With Coal to Callao [poem by E. J. Brady]

[Editor: This poem by E. J. Brady was published in The Ways of Many Waters (1899).]


With Coal to Callao.

They slewed her in to dump her load,
And cleaned her aft and fore;
They turned her out to take the road
She’d taken oft before;
All geared aloft, all free aloft, all tight and trim below,
To take the road and make the road, the road to Callao!

He kissed the girl ashore he’d found,
And said, “You’ll never miss me;
You won’t start weepin’ if I’m drowned,
But kiss me, sweetheart kiss me!
’T is miles to go, long miles to go, eight thousand miles or so,
With seas about and seas abeam, and coal to Callao!

Around his neck she twined her arms,
“Luck speed you, Jack!” cried she,
“And from the sea and all its harms
Come back some day to me.
I’ll wait for you, I’ll watch for you
Though well, dear lad, I know
There’s other girls and fairer girls — the girls of Callao!”

He took his sheath-knife from his belt
And said, “’Fore God, my beauty,
Yon sun from out the sky may melt
But I won’t turn from dooty.
This lock o’ yourn, this curl o’ yourn,
Goes with me where I go —
Across the world, around the world, to Death — or Callao!”

Her eyes were like two shining stars
That sparkle through the rain.
All sail was bent upon the spars,
He kissed his love again.
’T was “Come aboard,” and “All aboard, and let her shore lines go,
And take the road and make the road — the road to Callao!”

They swung across Newcastle bar
And sou’ by east away;
They saw the Cross hung out afar
Below the Milky Way;
They saw the land die down a-lee, and heard the rollers go
Across the road, along the road, the road to Callao!

The sun came up on sixty days
And set on sixty nights;
Beneath the star-lit heaven’s maze
She kept her course to rights;
And while the cool winds kissed her wings, as white as driven snow,
She drove the dancing spray ahead — laid down for Callao!

They heaved her log for sixty days,
But on the sixty-first
Her greasy cargo went ablaze,
And then the hatches burst!
’T was “Man the pumps!

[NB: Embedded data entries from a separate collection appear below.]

PR #4030, opened 2018-09-26
Removed obsolete code used only in the tests

micheles:
Let's read the CSV hazard curves from the official export format, not from the non-official format used years and years ago, before there was an official CSV format for the hazard curves. More than 300 lines have been removed.

PS: while at it, I fixed a bug when import a curve with PoE=1, thus producing NaNs in the damage outputs.


micheles:
Left for a post-mortem review.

All hands to pumps; and curse her as ye go;
A broken ship, a burning ship, ten days from Callao!”

They tied the air-pipes throat and neck
With canvas triple-fold,
Then passed the wet hose down the deck
To flood her flaming hold;
All cursing hard, all praying Christ to heed them in their woe,
To bring their feared and sinful souls alive to Callao!

The yellow smoke that trailed a-lee
It clouded in her wake,
The steam that tore the lashings free
Hissed like a scalded snake,
And, blinded, beaten, driven back, they watched the Fire-Fiend grow,
And cursed the hour and damned the day they sailed for Callao!

Death’s Angel bared his flaming sword
And smote her hip and thigh;
Her foremast splintered by the board
Like twig three seasons dry;
But when the mainmast crashed to port they sweltered in their woe,
To see her useless boats drift by — ten days to Callao!

The prisoned gas shot out aflame
And licked her Cro’jick yard;
Her broken bones against her frame
Jammed home again and jarred;
They flung the hurried scrawl adrift to let their fellows know
What fate was theirs who’d fought with Death, bound out for Callao!

She lurched abeam until the brine
Began to lap her rail.
Till Doom and she with level twine
Were reeving neck and tail.
They dragged the rum-keg aft at that, and let the liquor flow,
To die the death they had to die, ten days from Callao!

But when she gulfed the water in,
And when her stern heaved clear,
With God’s good grace to shrive their sin
They rose a British cheer —
Then choked like men who pay the debt all men to Nature owe,
On either road, on every road ’tween this and Callao!

* * * * *

They’re swinging coal aboard the Star
’Longside Newcastle quay,
And out across Newcastle bar
Far spreads the lonely sea;
And Jack’s fond lass has found a friend to love her ere he go
Along the road, the level road, the road to Callao!